- **WHAT THIS TASK INVOLVES**: Say how many lines in the entries below have the word "been" in them, giving only the number.

(ENTRIES PROVIDED Opens)

PR #225, opened 2017-07-31
Revert "QtCompat namespacing"

mottosso:
I noticed that this breaks backwards compatibility with `QtSiteConfig` and that there are no signs of compatibility not breaking again once we continue to add members to it.

- [Before](https://github.com/mottosso/Qt.py/blob/52e3c073c1baeef2c871a6e546a93458e84590a8/Qt.py#L611)
    `QtSiteConfig.update_members(_common_members)`
- [After](https://github.com/mottosso/Qt.py/blob/2196efcaa9f8a13dab55d38433b4f14f7da6d957/Qt.py#L748)
`QtSiteConfig.update_members(_common_members, 'common')`

In practice, anyone who has used `QtSiteConfig` for anything will have their code broken. That's no good, the last thing I want is for users to fear updating their Qt.py release and for that we must maintain *complete* backwards compatibility until a new major release (i.e. 2.0) is made.

@MHendricks I'd suggest we either remove any alteration to QtSiteConfig, or find a way of altering it in a way that doesn't break backwards compatibility.

### DIFF
--- a/CAVEATS.md
+++ b/CAVEATS.md
@@ -264,7 +264,7 @@ Use compatibility wrapper.
 >>> app = QtWidgets.QApplication(sys.argv)
 >>> view = QtWidgets.QTreeWidget()
 >>> header = view.header()
->>> QtCompat.QHeaderView.setSectionResizeMode(header, QtWidgets.QHeaderView.Fixed)
+>>> QtCompat.setSectionResizeMode(header, QtWidgets.QHeaderView.Fixed)
 ```
 
 Or a conditional.
@@ -281,10 +281,6 @@ Or a conditional.
 ...   header.setSectionResizeMode(QtWidgets.QHeaderView.Fixed)
 ```
 
-Note: Qt.QtCompat.setSectionResizeMode is a older way this was handled and has been left in for now, but this will likely be removed in the future.
-
-<br>
-<br>
 
 #### QtWidgets.qApp
 
--- a/Qt.py
+++ b/Qt.py
@@ -43,8 +43,7 @@ import types
 import shutil
 import importlib
 
-
-__version__ = "1.1.0.b3"
+__version__ = "1.1.0.b2"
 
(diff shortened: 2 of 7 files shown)


MHendricks:
What about adding a TypeError check? I think this should work for backwards compatibility.

```python
def _apply_site_config():
    try:
        import QtSiteConfig
    except ImportError:
        # If no QtSiteConfig module found, no modifications
        # to _common_members are needed.
        pass
    else:
        # Update _common_members with any changes made by QtSiteConfig
        try:
            QtSiteConfig.update_members(_common_members, 'common')
        except TypeError:
            # Handle the old method signature so we don't break backwards
            # compatibility with previous versions of QtSiteConfig
            # TODO: add warning.warn
        QtSiteConfig.update_members(_misplaced_members, 'misplaced')
        QtSiteConfig.update_members(_compatibility_members, 'compatibility')
```

MHendricks:
I've added a #226 pull request with a modified version of the code posted above.

fredrikaverpil:
> I noticed that this breaks backwards compatibility with QtSiteConfig

@mottosso whoa, good catch.

Looks like @MHendricks's suggestion could work.

mottosso:
For the sake of new users accidentally pulling the latest backwards incompatible version and to avoid misleading users with the current documentation, I'll revert this for now and then we can re-add it once we've found a fix.

fredrikaverpil:
@MHendricks: Since @mottosso reverted #210, would you mind either creating a new PR with the code from commit 2196efcaa9f8a13dab55d38433b4f14f7da6d957 or add that code to the existing #226 PR and we can work together to make the QtCompat namespacing make it into Qt.py?

MHendricks:
@fredrikaverpil #226 is up to date with the master and the QtCompat Namespace code has been added.

fredrikaverpil:
@MHendricks many thanks!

(ENTRIES PROVIDED Closes)

- **TASK SOLUTION**: 2